To the bottom of each table is my interpretation of what the results indicate.
Division I |
|
R-square | .134912 |
Regression F | 8.49936 |
Significance F | 0.000371 |
Students: | |
Coefficient | -1.6E-05 |
t-Stat | -2.74039 |
Private: | |
Coefficient | 0.013564 |
t-Stat | 3.416551 |
Since the Regression F is greater than the Significance F, we know that the regression is significant.
The t-stat for students shows that it is statistically significant. More student generally mean lower pts per student reults.
The t-stat for private shows that this is significant. The coefficient shows that for two schools (one public, one private) of the same enrollment, the private schools should have a points per student value .013564 greater.
Division II |
|
R-square | 0.188620161 |
Regression F | 13.01823 |
Significance F | 8.25E-06 |
Students: | |
Coefficient | -6.86044E-05 |
t-Stat | -2.67274 |
Private: | |
Coefficient | 0.020650821 |
t-Stat | 3.901928 |
ince the Regression F is greater than the Significance F, we know that the regression is significant.

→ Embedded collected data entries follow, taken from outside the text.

Issue #225, opened 2022-11-14
Set security context on the flagD container


beeme1mr:
## Overview

Kubernetes supports the ability to defined [security context](https://kubernetes.io/docs/tasks/configure-pod-container/security-context/) at the pod or container level. This can be used to defines privilege and access control settings. 

## Proposal

The OpenFeature Operator (OFO) should set security context at the container level when injecting the sidecar process. The configuration should follow the least privilege principle and justification should be given for the permissions it is granted.

## Requirements

- Identify the minimum permissions required to run flagD
- Apply the security context to the flagD container
- Document justification for the granted permissions

PR #245, opened 2022-11-21
feat: introduced base security context

james-milligan:

## This PR

- adds a base security context to the container definition for flagd:
```
    container name: flagd
    image: ghcr.io/open-feature/flagd:v0.2.5                                      
        allowPrivilegeEscalation: false   
        capabilities: map[drop:[all]]                           
        privileged: false                               
        readOnlyRootFilesystem: true       
        runAsGroup: 65532                               
        runAsNonRoot: true                           
        runAsUser: 65532 
```

### Related Issues

https://github.com/open-feature/open-feature-operator/issues/225

### Follow-up Tasks
It is likely going to worthwhile to allow for the specification of a sec comp profile path, however discussion is required as to how this is going to be handled. One option is for the path for the specified seccomp profile could be passed into configuration via helm.


webhooks/pod_webhook.go
```diff
@@ -287,6 +287,33 @@ func (m *PodMutator) injectSidecar(pod *corev1.Pod, configMap string, featureFla
...
 	})
 	return json.Marshal(pod)
 }
+
+func setSecurityContext() *corev1.SecurityContext {
+	user := int64(65532)
+	group := int64(65532)
+	return &corev1.SecurityContext{
+		// flagd does not require any additional capabilities, no bits set
+		Capabilities: &corev1.Capabilities{ // test the drop all
```
Kavindu-Dodan, line 300: Should we keep the test comment (`// test the drop all`) or was it for testing?

webhooks/pod_webhook.go
```diff
@@ -287,6 +287,33 @@ func (m *PodMutator) injectSidecar(pod *corev1.Pod, configMap string, featureFla
...
+		Privileged: utils.FalseVal(),
+		// Prevents misconfiguration from allowing access to resources on host
+		RunAsNonRoot: utils.TrueVal(),
+		// Prevent container gaining more privileges than its parent process
+		AllowPrivilegeEscalation: utils.FalseVal(),
+		ReadOnlyRootFilesystem:   utils.TrueVal(),
+		// SeccompProfile defines the systems calls that can be made by the container
+		SeccompProfile: &corev1.SeccompProfile{
+			Type: "RuntimeDefault",
+		},
```
toddbaert, line 317: These all make sense to me.

toddbaert (approved):

webhooks/pod_webhook.go
```diff
@@ -287,6 +287,33 @@ func (m *PodMutator) injectSidecar(pod *corev1.Pod, configMap string, featureFla
 				ContainerPort: flagdMetricsPort,
 			},
 		},
+		SecurityContext: setSecurityContext(),
 	})
 	return json.Marshal(pod)
 }
+
+func setSecurityContext() *corev1.SecurityContext {
+	user := int64(65532)
```
skyerus, line 296: comment about why this number would be good

skyerus (approved):

Kavindu-Dodan (approved):

AlexsJones:
@james-milligan have you deployed and tested this? If we're blocking `open` on root directories that would mean we can't use `/etc` for example to mount the config map option ( Remember its still possible to use configmaps and not just the API for K8s )

james-milligan:
>@james-milligan have you deployed and tested this? If we're blocking open on root directories that would mean we can't use /etc for example to mount the config map option ( Remember its still possible to use configmaps and not just the API for K8s )

Ive tested this using this syncProvider config and have found no issues, its my understanding that this flag only prevents the writing to these root directories by the container, although I may have additional configuration issues that is allowing the code to continue behaving normally:
```
apiVersion: core.openfeature.dev/v1alpha1
metadata:
  name: test-config
spec:
  syncProvider: {
    name: filepath
  }
  featureFlagSpec: |
    {
      "flags": {
        "myFlag": {
          "state": "ENABLED",
          "variants": {
            "on": true,
            "off": false
          },
          "defaultVariant": "off"
        }
      }
    }
```
Using a base config kind cluster and the current flagd release

AlexsJones (approved):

Both students and private are significant predictors. The # of students actually has a negative effect. Private schools have an advantage of .02065 points per student.
Division III |
|
R-square | 0.173982938 |
Regression F | 12.00584 |
Significance F | 1.86E-05 |
Students: | |
Coefficient | -0.000161466 |
t-Stat | -2.60446 |
Private: | |
Coefficient | 0.024872558 |
t-Stat | 4.194438 |
Since the Regression F is greater than the Significance F, we know that the regression is significant.
Number of Students is a significant variable. Private is significant. Private schools have an advantage of .02487 points per student over identically sized pubic schools.
Division IV |
|
R-square | 0.053664887 |
Regression F | 3.260717 |
Significance F | 0.041936 |
Students: | |
Coefficient | -0.000139784 |
t-Stat | -2.18736 |
Private: | |
Coefficient | 0.009591398 |
t-Stat | 1.165233 |
The r-square value is fairly low, so we don't have a perfect predictor with only the two variables tested. However, since the Regression F is greater than the Significance F, we know that the regression is significant.
The number of students is significant and is a negative indicator as in the other regressions.
The Public/Private variable is not a statistically significant predictor with 95% certainty.
Division V |
|
R-square | 0.048547131 |
Regression F | 2.857356 |
Significance F | 0.061615 |
Students: | |
Coefficient | -0.000164398 |
t-Stat | -1.10149 |
Private: | |
Coefficient | 0.017881956 |
t-Stat | 2.127166 |
The r-square value is fairly low, so we don't have a perfect predictor with only the two variables tested. However, since the Regression F is greater than the Significance F, we know that the regression is significant.
Number of students is not a good predictor, but private school is a good predictor. In this division, private schools have an advantage of .01788 points per student over equal-sized public schools
Division VI |
|
R-square | 0.076873891 |
Regression F | 4.871623 |
Significance F | 0.009285 |
Students: | |
Coefficient | -0.000450864 |
t-Stat | -2.10796 |
Private: | |
Coefficient | 0.019933557 |
t-Stat | 1.624769 |
The r-square value is fairly low, so we don't have a perfect predictor with only the two variables tested. However, since the Regression F is greater than the Significance F, we know that the regression is significant.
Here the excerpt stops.